Inspecting and Interpreting FastQC Output
Opening up this html file, on the left you’ll see a summary of all the results, which highlights areas FastQC indicates may be worth further examination. We will only look at a few of these.
Lets start with Per base sequence quality.
For this data the sequence quality per base is uniformly quite high, with dips only in the first and last 5 bases (again, this is typical for Illumina reads). Based on information from this plot we can see that this data doesn’t need any trimming, which is good.
Now lets look at the Per base sequece content
, which FastQC highlights with a
scary red X.
The squiggles indicate base composition per base position averaged across the
reads. It looks like the signal FastQC is concerned about here is related to
the extreme base composition bias of the first 5 positions. We happen to know
this is a result of the restriction enzyme overhang present in all reads
(TGCAT
in this case for the EcoT22I enzyme used), and so it is in fact of no
concern.

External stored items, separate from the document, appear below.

PR #305, opened 2015-12-14
Option to not reformat error_logger messages

hairyhum:
Application variable `error_logger_format_raw` when set to `true` prevents error_logger messages from reformatting.

### DIFF
--- a/README.md
+++ b/README.md
@@ -222,7 +222,7 @@ Lager is also supplied with a `error_logger` handler module that translates
 traditional erlang error messages into a friendlier format and sends them into
 lager itself to be treated like a regular lager log call. To disable this, set
 the lager application variable `error_logger_redirect` to `false`.
-You can also disable reformating for OTP and Cowboy messages by setting variable
+You can also disable reformatting for OTP and Cowboy messages by setting variable
 `error_logger_format_raw` to `true`.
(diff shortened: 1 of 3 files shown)


mrallen1:
Thanks for the idea. 

After some consideration, we'd prefer to see the "raw" option in the module state rather than something that's looked up inline during the `log_event/2` call.  You can pattern match on the value in the function head and the application won't have to constantly lookup the setting while lager is processing log messages.

README.md
```diff
@@ -222,6 +222,8 @@ Lager is also supplied with a `error_logger` handler module that translates
 traditional erlang error messages into a friendlier format and sends them into
 lager itself to be treated like a regular lager log call. To disable this, set
 the lager application variable `error_logger_redirect` to `false`.
+You can also disable reformating for OTP and Cowboy messages by setting variable
+`error_logger_format_raw` to `true`.
```
macintux: Typo: "reformatting".

Other than that, this looks fine. I'm not thrilled that `error_logger_lager_h:log_event` just got hairier, but it's not significantly worse than it already was. Problem for another day.

Will give it final approval with the typo fix.

mrallen1:
@borshop merge

PR #306, opened 2015-12-17
Fix internal tuple argument order

mrallen1:
As identified in PR #267, the argument ordering in the internal representation of a trace tuple as returned by `validate_trace_filters` is different from the external representation, and we had the external ordering in the function head.

This prevented backends from being stopped or removed if no other traces were active for that backend.


mrallen1:
@borshop merge

Issue #296, opened 2015-11-09
Configure tracing for custom sink [JIRA: RIAK-2276]


nkmprog:
Not sure if this is an issue but here goes nothing. I'm trying to configure [tracing](https://github.com/basho/lager#tracing) for a custom sink in [lager 3.0.1.](https://github.com/basho/lager/tree/3.0.1)

I've been attemting to so in app.config - knowingly avoiding the use of the runtime configuration by lager:trace_file/3. Using [this issue](https://github.com/basho/lager/issues/207) as some sort of reference I have the following app.config.

    {lager, [
            {handlers,
             [{lager_console_backend, info},
              {lager_file_backend,
                ...
              }
      
             ]},
            {extra_sinks,
              [{custom_lager_event, [
                     {handlers, [{lager_console_backend, info},
                                 {lager_file_backend,
                                  [{file, "log/custom.log"},
                                   {level, info},
                                   {formatter, lager_default_formatter},
                                   {formatter_config, [message, "\n"]}
                                 ]}]}
                  ]}]
            },
            {traces, [{ {lager_file_backend, "log/login.log"},
                        [{sink, custom_lager_event}, {type, tag}],
                        info }]
            }
           ]}

However upon application start i get the following error

    =INFO REPORT=
    application: lager
    exited: {bad_return,
                {{lager_app,start,[normal,[]]},
                 {'EXIT',
                     {{badmatch,{error,noproc}},
                      [{lager_app,start_handler,3,
                           [{file,"src/lager_app.erl"},{line,96}]},
                       {lager,trace_file,4,
                           [{file,"src/lager.erl"},{line,225}]},
                       {lager_app,'-add_configured_traces/0-fun-0-',1,
                           [{file,"src/lager_app.erl"},{line,254}]},
                       {lists,foreach,2,[{file,"lists.erl"},{line,1336}]},
                       {lager_app,add_configured_traces,0,
                           [{file,"src/lager_app.erl"},{line,253}]},
                       {lager_app,start,2,
                           [{file,"src/lager_app.erl"},{line,204}]}

I should specify that the sink is properly configured and running without the trace config. Configuring a trace to the default and custom sinks at runtime also works.

[...]

PR #307, opened 2015-12-17
Start traces after extra sinks are started

mrallen1:
Previously, if you configured a trace to use an extra sink, you'd get a noproc error. Addresses issue #296 on github.


mrallen1:
@borshop merge

PR #311, opened 2016-01-11
API to explicitly call log rotation

hairyhum:
Can be used with `logrotate` scripts to have more control over log rotation, while still using lager log rotation features.

### DIFF
--- a/src/lager.erl
+++ b/src/lager.erl
@@ -28,6 +28,7 @@
         log/3, log/4, log/5,
         log_unsafe/4,
         md/0, md/1,
+        rotate_file/1, rotate_sink/1, rotate_all/0,
         trace/2, trace/3, trace_file/2, trace_file/3, trace_file/4, trace_console/1, trace_console/2,
         list_all_sinks/0, clear_all_traces/0, stop_trace/1, stop_trace/3, status/0,
         get_loglevel/1, get_loglevel/2, set_loglevel/2, set_loglevel/3, set_loglevel/4, get_loglevels/1,
@@ -594,3 +595,26 @@ pr_stacktrace(Stacktrace) ->
 pr_stacktrace(Stacktrace, {Class, Reason}) ->
     lists:flatten(
         pr_stacktrace(Stacktrace) ++ "\n" ++ io_lib:format("~s:~p", [Class, Reason])).
+
+rotate_file(FileName) ->
+    Handlers = lager_config:global_get(handlers),
+    RotateHandlers = lists:filter(
+        fun ({{lager_file_backend, FN}, _, _}) ->
+                FN == FileName orelse 
+                lager_util:expand_path(FN) == lager_util:expand_path(FileName);
+            (_) -> false
+        end,
+        Handlers),
+    lager_file_backend:rotate_handlers(RotateHandlers).
+
+rotate_sink(Sink) ->
+    Handlers = lager_config:global_get(handlers),
+    RotateHandlers = lists:filter(
+        fun({_,_,S}) -> S == Sink; 
+           (_) -> false 
+        end, 
+        Handlers),
+    lager_file_backend:rotate_handlers(RotateHandlers).
+
+rotate_all() -> 
+    lager_file_backend:rotate_handlers(lager_config:global_get(handlers)).
--- a/src/lager.erl
+++ b/src/lager.erl
@@ -605,7 +605,7 @@ rotate_file(FileName) ->
             (_) -> false
         end,
         Handlers),
-    lager_file_backend:rotate_handlers(RotateHandlers).
+    rotate_handlers(RotateHandlers).
 
 rotate_sink(Sink) ->
     Handlers = lager_config:global_get(handlers),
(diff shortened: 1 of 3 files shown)


mrallen1:
Nice idea. 

This feature is going to need at least a couple of tests and some documentation before we can look at merging it.

Thank you.

hairyhum:
Also I wanted to ask why during log rotation (with `{rotate, File}` message) file handle is not being closed? Is it on purpose?

mrallen1:
There's a PR - #312 to fix that. I'm not sure. Probably an oversight - or maybe it was implicitly getting closed when the file handle changed.

dumbbell:
Hi!

Maybe a bit of context here can help you during the review of this patch. @hairyhum worked on changing RabbitMQ to use Lager as the logging subsystem, replacing a homebrew module. RabbitMQ comes with a CLI to force a log rotation among other things. We would like to keep this feature, that's why a public API in Lager would be welcome.

Our use would be something like:
```erlang
% For each sink:
lager:log(Sink, info, self(), "About to rotate", []),
lager:rotate(Sink),
lager:log(Sink, info, self(), "New file created", [])
```

So far we played with this by sending `{rotate_file, File}` to sinks having a `lager_file_backend` in their handlers. This and the patch proposed in #312 achieve what we woud like. #312 is necessary so that the message "About to rotate" ends up in the old file and "New file created" is written to the new file. Without #312, both messages go to the old file (as well as some subsequent messages); the new file is created only after the next `check_interval`.

@hairyhum: About your patch, instead of explicitely limit log rotation to `lager_file_backend` in `lager.erl`, I would simply send an event or call all handlers without filtering. Thus, any handler can implement the feature if it makes sense. Also, in our specific case, I would prefer the call to be synchronous so we know when the rotation did happen; I don't know what you would prefer, @mrallen1.

hairyhum:
@dumbbell it's good idea to let all handlers do rotation. Here is implementation using `gen_event:call` to allow handlers to define rotation. It's better than just send message.

mrallen1:
I'll be looking into this PR in depth tomorrow, with a final pass with my colleagues on Friday.

test/lager_rotate.erl
```diff
@@ -0,0 +1,135 @@
...
+
+                have_no_log(SinkFile, <<"Sink test message 1">>),
+                have_log(SinkFile, <<"Sink test message 2">>),
+
+                have_log(File1Old, <<"Test message 1">>),
+                have_no_log(File1Old, <<"Test message 2">>),
+
+                have_log(File2Old, <<"Test message 1">>),
+                have_no_log(File2Old, <<"Test message 2">>)
+
```
macintux: Should check for contents of old sink file here too:

```

              have_log(SinkFileOld, <<"Sink test message 1">>),
              have_no_log(SinkFileOld, <<"Sink test message 2">>),
```

src/lager.erl
```diff
@@ -594,3 +595,34 @@ pr_stacktrace(Stacktrace) ->
...
+
+rotate_all() -> 
+    rotate_handlers(lager_config:global_get(handlers)).
+
+
+rotate_handlers(Handlers) ->
+    [ rotate_handler(Handler) || Handler <- Handlers ].
+
+rotate_handler({Backend, Handler, Sink}) ->
+    gen_event:call(Sink, Backend, rotate, infinity).
```
macintux: Looks like any 3rd party backends will not know about the new `rotate` message and cause this to lock up indefinitely.

Perhaps it makes more sense to use a `gen_event:cast` for this.

src/lager.erl
```diff
@@ -594,3 +595,34 @@ pr_stacktrace(Stacktrace) ->
 pr_stacktrace(Stacktrace, {Class, Reason}) ->
     lists:flatten(
         pr_stacktrace(Stacktrace) ++ "\n" ++ io_lib:format("~s:~p", [Class, Reason])).
+
+rotate_file(FileName) ->
+    Handlers = lager_config:global_get(handlers),
+    RotateHandlers = lists:filter(
+        fun ({{lager_file_backend, FN}, _, _}) ->
```
macintux: Worth considering whether this should be an underscore match against the module name so that other file-wrapping handlers could be used. If so, `lager_util:expand_path` would need to gracefully handle non-string arguments, or those would have to be wrapped in catch.

Alternatively or additionally, exposing `rotate_handler` (perhaps with a parameter list that makes it look more like `rotate_file`) would allow other backends to participate in this (without the user having to invoke `rotate_sink` or `rotate_all` to sidestep our constraints).

src/lager.erl
hairyhum: It's common practice that `gen_event` modules have empty `handle_call` to skip unknown messages and don't block them.
`gen_event:call` is used here on purpose to wait until the file will be actually rotated, considering #316

src/lager.erl
hairyhum: There is no standard file-wrapping handler spec. So It's unsafe to assume any handler with 2-element tuple to be a file handler.
By exposing `rotate_handler`, do you mean something like this:
```
rotate_handler(Backend) ->
    rotate_handler(Sink, Backend).
rotate_handler(Sink, Backend) ->
    gen_event:call(Sink, Backend, rotate, ?TIMEOUT).
```

src/lager.erl
macintux: I see, wasn't aware of the common practice, thanks.

hairyhum:
Added `rotate_handler/1,2` to rotate any handlers. File backend is rotated using `rotate_handler({lager_file_backend, "file.log"})`

macintux:
I really appreciate the work you've put into this. Nice job.

mrallen1:
@borshop merge

PR #313, opened 2016-01-19
Bump goldrush to 0.1.8 for not equal filters

mrallen1:
The upstream goldrush library added support for not equal filters. All lager tests pass.


mrallen1:
@borshop merge

PR #312, opened 2016-01-11
lager_file_backend: Close file after time-based rotation

dumbbell:
Before, the old file was still being used until the next `check_interval`, where the file was recreated and reopened.

PR #316, opened 2016-01-20
Close file right after rotation

mrallen1:
This PR supersedes #312 and includes a trivial fix for an unmatched function return that makes dialyzer cranky.


bsparrow435:
:+1: 063d628549b9bd1ec934f3be4ae715e8a17e6bb4

mrallen1:
@borshop merge

Issue #120, opened 2018-01-04
 As a CB admin I can sort and filter the data collected through the app


RogeredBacon:
- [x] Tech Spike on filtering - 1 Day
- See data as a list of all the logs made of people coming in, can filter by:      - 1 Day
- [x] Name
- [x] Date of log
- [x] Activity
- [x] Gender
- [x] Age Band
- See data as a list of all visitors that signed up, can filter by:        - 1 Day
- [x] Name
- [x] Date of Sign Up

RogeredBacon:
Done

PR #145, opened 2018-01-10
Sorting for Visits table

azayneeva:
this pr relates to issue #120 
It has functionality for sorting visits table by year of birth, by gender, date of visit, and activity.


react-backend/client/src/components/admin/adminVisitsPage.js
```diff
@@ -67,6 +95,15 @@ export class AdminVisitsPage extends Component {
     return this.state.reauthenticated ? (
       <div>
         <h1>Visitor Data</h1>
+        <select onChange={this.filter}>
+          <option defaultValue value="">
```
finnhodgkin: This default value of an empty string breaks the query if you switch back to it. It should default to the standard sort (date I guess?)

react-backend/client/src/components/admin/adminVisitsPage.js
```diff
@@ -14,20 +14,48 @@ export class AdminVisitsPage extends Component {
     };
   }
 
+  headers = new Headers({
+    Authorization: localStorage.getItem('token'),
```
finnhodgkin: Add a second header of `'Content-Type': 'application/json'` so we can use bodyparser with the request.

react-backend/routes/fetchVisitsFilteredBy.js
```diff
@@ -0,0 +1,23 @@
...
+router.post('/', (req, res, next) => {
+  let body = '';
+  req.on('data', (chunk) => {
+    body += chunk;
+  });
+
+  req.on('end', () => {
+    getVisitsFilteredBy(req.auth.cb_id, body)
+      .then(users => res.send({ success: true, users }))
+      .catch((err) => {
```
finnhodgkin: Swap this to `.catch(next)` to let our error handler in app.js catch it :+1:

react-backend/routes/fetchVisitsFilteredBy.js
```diff
@@ -0,0 +1,23 @@
+const express = require('express');
+
+const router = express.Router();
+
+const getVisitsFilteredBy = require('../database/queries/getVisitsFilteredBy');
+
+router.post('/', (req, res, next) => {
+  let body = '';
+  req.on('data', (chunk) => {
```
finnhodgkin: Once the header is set in the fetch above then this can be removed and replaced with req.body

react-backend/client/src/components/admin/adminVisitsPage.js
azayneeva: it's so weird, but when I do that, the app does nothing - doesn't throw any errors and at the same time doesn't render visits component
when I remover this line - everything starts working again
what can be a problem here?

azayneeva: everything is fine now :)

PR #151, opened 2018-01-11
Filteringvisits

azayneeva:
relates to issue #120 
It has functionality for sorting by gender, age, activity, date of visit and year of birth and filtering by gender, age and activity.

Now lets look at Adapter Content
:
Here, we can see adapter contamination increases toward the tail of the reads, approaching 40% of total read content at the very end. The concern here is that if adapters represent some significant fraction of the read pool, then they will be treated as “real” data, and potentially bias downstream analysis. In the Amaranthus data this looks like it might be a real concern so we shall keep this in mind during step 2 of the ipyrad analysis, and incorporate 3’ read trimming and aggressive adapter filtering.
Running fastqc on empirical data
Now we will run fastqc on a couple of samples from the empirical data. To do
this we will first change directory (cd
) to where the demultiplexed samples
live, inside /data/Step1-Results
.
$ cd /data/Step1-Results/Alaasam/Alaasam_fastqs
$ fastqc 07089_C18_5_R1_.fastq.gz -o /scratch/ipyrad-workshop/
$ fastqc 07089_C18_5_R1_.fastq.gz -o /scratch/ipyrad-workshop/
NB: The data assets attached to capsules in CO are ‘read-only’ meaning
we have to write the fastqc outputs to some other directory. This is what the
-o
flag is telling fastqc, to write the outputs to /scratch/ipyrad-workshop
.
In the remaining time, consult with your group members and each choose 1-2 samples to run fastqc on both R1 and R2. After the runs finish, inspect the results and try to come to a consensus about what the results indicate.
Be prepared to answer the following questions:
- Were there any significant quality issues with any of the samples?
- Will you choose to use
trim_reads
to remove low quality regions? If so what values? - Was there noticeable adapter contamination?